Large landslides (>0.1 km 2 ) are important agents of geomorphic change. While most common in rugged mountain ranges, large landslides can also be widespread in relatively low-relief (several 100 m) terrain, where their distribution has been relatively little studied. A fuller understanding of the role of large landslides in landscape evolution requires addressing this gap, since the distribution of large landslides may affect broad regions through interactions with channel processes, and since the dominant controls on landslide distribution might be expected to vary with tectonic setting. We documented >400 landslides between 0.1 and ∼40 km 2 across ∼140,000 km 2 of eastern Oregon, in the semiarid, southern interior Columbia River basin. The mapped landslides cluster in a NW-SE–trending band that is 50–100 km wide. Landslides predominantly occur where even modest local relief (∼100 m) exists near key contacts between weak sedimentary or volcaniclastic rock and coherent cap rock.

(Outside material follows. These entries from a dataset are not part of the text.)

PR #1447, opened 2021-04-11
Add autograd test for T.AmplitudeToDB

krishnakalyan3:
Ref #1414
cc @mthrok

### DIFF
--- a/test/torchaudio_unittest/transforms/autograd_test_impl.py
+++ b/test/torchaudio_unittest/transforms/autograd_test_impl.py
@@ -124,8 +124,9 @@ class AutogradTestMixin(TestBaseMixin):
         waveform = get_whitenoise(sample_rate=sample_rate, duration=0.05, n_channels=2)
         self.assert_grad(transform, [waveform], nondet_tol=1e-10)
 
-    def test_amplitude_to_db(self):
+    @parameterized.expand([(None, ), (80, )])
+    def test_amplitude_to_db(self, top_db):
         sample_rate = 8000
-        transform = T.AmplitudeToDB()
+        transform = T.AmplitudeToDB(top_db=top_db)
         waveform = get_whitenoise(sample_rate=sample_rate, duration=0.05, n_channels=2)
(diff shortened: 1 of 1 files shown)


test/torchaudio_unittest/transforms/autograd_test_impl.py
```diff
@@ -123,3 +123,9 @@ def test_spectral_centroid(self):
         transform = T.SpectralCentroid(sample_rate=sample_rate)
         waveform = get_whitenoise(sample_rate=sample_rate, duration=0.05, n_channels=2)
         self.assert_grad(transform, [waveform], nondet_tol=1e-10)
+
+    def test_amplitude_to_db(self):
+        sample_rate = 8000
+        transform = T.AmplitudeToDB()
+        waveform = get_whitenoise(sample_rate=sample_rate, duration=0.05, n_channels=2)
+        self.assert_grad(transform, [waveform], nondet_tol=1e-10)
```
mthrok, line 131: Did you try it without `nonfat_tol`?
With `top_db=None`, it's just a combination of `log10`, `clamp` and multiplications.
If any of them are non deterministic, would be nice to add a comment about it here.

Also can you parameterize `top_db`? Say, `None` and `80` as recommended by the doc.

https://github.com/pytorch/audio/blob/78c3480e3b86b971cc834f1d3cec162408ba1ba0/torchaudio/functional/functional.py#L280

mthrok (commented):
Hi @krishnakalyan3 

Thanks for working on this. Please refer to my comment.

test/torchaudio_unittest/transforms/autograd_test_impl.py
mthrok: @krishnakalyan3 

My bad, I realized that when `top_db` is provided the function uses `torch.amax`, which is not differentiable. I think we should only test for the case `top_db=None`.

mthrok (approved):
Looks good. Thanks!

Fault density exerts no control on landslide distribution, while ∼10% of mapped landslides cluster within 3–10 km of mapped fold axes. Landslide occurrence is curtailed to the NE by thick packages of coherent basalt and to the SW by limited local relief. Our results suggest that future mass movements will localize in areas stratigraphically preconditioned for landsliding by a geologic history of fluviolacustrine and volcaniclastic sedimentation and episodic capping by coherent lava flows. In such areas, episodic landsliding may persist for hundreds of thousands of years or more, producing valley wall slopes of ∼7°–13° and impacting local channels with an evolving array of mass movement styles.